Em contrapartida, Taiwan posiciona-se como ator a ser reconhecido em um mundo crescentemente globalizado, onde – parece acreditar – o Estado tradicional teria sua importância reduzida. Ao mesmo tempo em que aparece lutando – com seus cada vez mais reduzidos recursos financeiros – para manter e expandir seus vínculos diplomáticos, Taipé busca também integrar organizações internacionais, como a das Nações Unidas e Mundial de Saúde. Os formosinos acreditariam que a ausência de relações oficiais com o exterior não seria fator impeditivo para sua participação de ordem internacional política e econômica.

 O debate entre não interferência versus autodeterminação tem implicações para o Brasil, na medida em que estão sendo incluídos na agenda de preocupações de países onde existem interesses para nossa ação diplomática, como na África. Por um lado, Taiwan utiliza sua diplomacia financeira, em troca do reconhecimento de seu direito a um Governo independente em Taipé. Junto com o aporte de capital são transferidos, também, conjunto de valores que fortalecem as tendências do processo atual de globalização, no sentido de que o mundo estaria prestes a padronizar-se em função das mesmas formas de produção e de governança. Vínculos econômicos seriam, assim, suficientes para justificar a existência de um estado independente na ilha de Formosa.

 Por outro, a RPC divulga, junto aos africanos em disputa pelo relacionamento com Taiwan, que a introdução imediata na África “de sistema de governança e formas de produção nos moldes ocidentais conduziria a maior desequilíbrio econômico nos países em desenvolvimento”. Os chineses, assim, produzem discurso que contradiz frontalmente a visão prospectiva dos formosinos. Nesse caso, contribuem para uma postura política que leve em conta o fortalecimento da soberania nacional como elemento importante para um novo ordenamento mundial.

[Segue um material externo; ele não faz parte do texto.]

PR #739, opened 2023-08-20
UI: Suppress confusing reputation-earned dialog on augment install

ficocelliguy:
The game encourages the player to keep a job or faction work running in the background most of the time. Because of this, the player is often gaining reputation / money / experience in the background while "focusing on something else simultaneously".

Installing augmentations cancels the ongoing work, because the player is no longer part of the faction or no longer qualified for the position, etc. 

This `finishWork()` call causes a dialog box to appear informing the player that, for example, they have a bunch of rep with a faction. However, despite what the game apparently told you, when you check with that faction (once you can re-join it), the listed reputation is zero (because it was lost / turned to favor upon augmentation).

In addition to being misleading, this dialog is one of multiple that the user has to wade through after installing augmentations, which does not improve the player experience.

This pull request is a proof-of-concept of a resolution for this. It provides an optional flag to suppress the dialog upon interrupting work, and uses that flag in the augmentation install `finishWork()` call. (Note that I left the grafting interrupted message as-is, as that is still relevant info to the player if it got interrupted upon augment install). This implementation includes a config setting, so players can opt-in to the feature if they want it.

I am looking for feedback on this. I have introduced two people to the game thus far, and both had the same reaction as I did upon getting hit with this pop-up upon augmentation: brief confusion followed by minor irritation as they work to close panels get back to the terminal window. However, it has apparently been in the game for a while, so it may be valuable in some ways, or otherwise not as much of an interruption as it feels like to the small group I have talked to about it.

Example dialog immediately after installing augments:
Screenshot 2023-08-19 113804

No such reputation is present:
Screenshot 2023-08-19 113552

### DIFF
--- a/src/GameOptions/ui/GameplayPage.tsx
+++ b/src/GameOptions/ui/GameplayPage.tsx
@@ -47,6 +47,14 @@ export const GameplayPage = (): React.ReactElement => {
         tooltip={<>If this is set, the confirmation message before buying augmentation will not show up.</>}
       />
       <OptionSwitch
+        checked={Settings.SuppressAugWorkFinishedPopup}
+        onChange={(newValue) => (Settings.SuppressTIXPopup = newValue)}
+        text="Suppress work finished messages after installing augmentations"
+        tooltip={
+          <>If this is set, the "You finished working for..." dialog will not pop up after installing augmentations.</>
+        }
+      />
+      <OptionSwitch
         checked={Settings.SuppressTIXPopup}
         onChange={(newValue) => (Settings.SuppressTIXPopup = newValue)}
         text="Suppress TIX messages"
--- a/src/GameOptions/ui/GameplayPage.tsx
+++ b/src/GameOptions/ui/GameplayPage.tsx
@@ -47,14 +47,6 @@ export const GameplayPage = (): React.ReactElement => {
         tooltip={<>If this is set, the confirmation message before buying augmentation will not show up.</>}
       />
       <OptionSwitch
-        checked={Settings.SuppressAugWorkFinishedPopup}
-        onChange={(newValue) => (Settings.SuppressTIXPopup = newValue)}
-        text="Suppress work finished messages after installing augmentations"
-        tooltip={
-          <>If this is set, the "You finished working for..." dialog will not pop up after installing augmentations.</>
-        }
-      />
-      <OptionSwitch
         checked={Settings.SuppressTIXPopup}
         onChange={(newValue) => (Settings.SuppressTIXPopup = newValue)}
         text="Suppress TIX messages"
--- a/src/Settings/Settings.ts
+++ b/src/Settings/Settings.ts
@@ -42,6 +42,8 @@ export const Settings = {
   RemoteFileApiPort: 0,
   /** Whether to save the game when the player saves any file. */
   SaveGameOnFileSave: true,
+  /** Whether to hide dialogs for stock work competed upon augmentation install. */
+  SuppressAugWorkFinishedPopup: false,
   /** Whether to hide the confirmation dialog for augmentation purchases. */
   SuppressBuyAugmentationConfirmation: false,
   /** Whether to hide the dialog showing new faction invites. */
--- a/src/Settings/Settings.ts
+++ b/src/Settings/Settings.ts
@@ -42,8 +42,6 @@ export const Settings = {
   RemoteFileApiPort: 0,
   /** Whether to save the game when the player saves any file. */
   SaveGameOnFileSave: true,
-  /** Whether to hide dialogs for stock work competed upon augmentation install. */
-  SuppressAugWorkFinishedPopup: false,
   /** Whether to hide the confirmation dialog for augmentation purchases. */
   SuppressBuyAugmentationConfirmation: false,
   /** Whether to hide the dialog showing new faction invites. */
--- a/src/Work/ClassWork.tsx
+++ b/src/Work/ClassWork.tsx
@@ -12,7 +12,6 @@ import { Work, WorkType } from "./Work";
 import { applyWorkStats, newWorkStats, sumWorkStats, WorkStats } from "./WorkStats";
 import { findEnumMember } from "../utils/helpers/enum";
 import { isMember } from "../utils/EnumHelper";
-import { Settings } from "../Settings/Settings";
 
 export interface Class {
   type: ClassType;
--- a/src/Work/ClassWork.tsx
+++ b/src/Work/ClassWork.tsx
@@ -113,7 +113,7 @@ export class ClassWork extends Work {
   }
 
   finish(cancelled: boolean, suppressDialog?: boolean): void {
-    if (!this.singularity && !suppressDialog && Settings.SuppressAugWorkFinishedPopup) {
+    if (!this.singularity && !suppressDialog) {
       dialogBoxCreate(
         <>
           After {this.getClass().youAreCurrently} for{" "}
--- a/src/Work/ClassWork.tsx
+++ b/src/Work/ClassWork.tsx
@@ -111,8 +111,8 @@ export class ClassWork extends Work {
     return false;
   }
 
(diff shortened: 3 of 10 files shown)


myCatsName:
`brief confusion followed by minor irritation`
Bitburner? minorly irritating and briefly confusing?? /joking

 A colocação do problema da reintegração de Taiwan, entre países africanos, afeta, portanto, a interlocução brasileira com o continente. A maioria das capitais do continente alia-se com Pequim, com quem desejamos manter relacionamento estratégico de longo prazo. Sustentam, assim, os princípios de “soberania” e “não interferência”, que poderão contribuir para a estabilidade do ordenamento mundial.

 Finalizando com o tema futebol, cada país deste continente atribui a seu time a identidade de um animal. Assim, o Burkina Faso denomina sua equipe “Les Étalons”, que, no Rio Grande do Sul, onde trabalho no momento, se traduziria por “cavalos selvagens”. No Nordeste brasileiro, onde nasci, talvez fossem chamados de “jumentos arretados”. No Rio de Janeiro, onde me criei, haveria a possibilidade de Homens Justos, Bons de Bola e Cavalos Selvagens acabarem virando enredo de escola de samba, isso tudo regado com a tal feijoada de Ogum, durante os ensaios. Há, portanto, no Brasil, diferentes maneiras de entender a África.

Paulo Antônio Pereira Pinto é Diplomata. Em Missão Transitória na Embaixada em Uagadugu, Burkina Faso. Chefe do Escritório de Representação do MRE no Rio Grande do Sul (ERESUL). Foi  Embaixador do Brasil em Baku, Azerbaijão, entre 2009 e 2012, e Cônsul-Geral em Mumbai, entre 2006 e 2009. Serviu a partir  de 1982, durante vinte anos, na Ásia Oriental, sucessivamente, em Pequim, Kuala Lumpur, Cingapura, Manila e Taipé. Na década de 1970 trabalhou, na África,  nas Embaixadas em Libreville, Gabão, e Maputo, Moçambique e foi Encarregado de Negócios em Pretória, África do Sul.  As opiniões expressas são de sua inteira responsabilidade e não refletem pontos de vista do Ministério das Relações Exteriores.


[1] Maquet, Jacques. “Les Civilisations Noires”. 1981. Horizons de France. Paris

[2] Braga, Júlio. Ancestralidade Afro-Brasileira. O culto de babá egum. Editora da Universidade Federal da Bahia. 1995.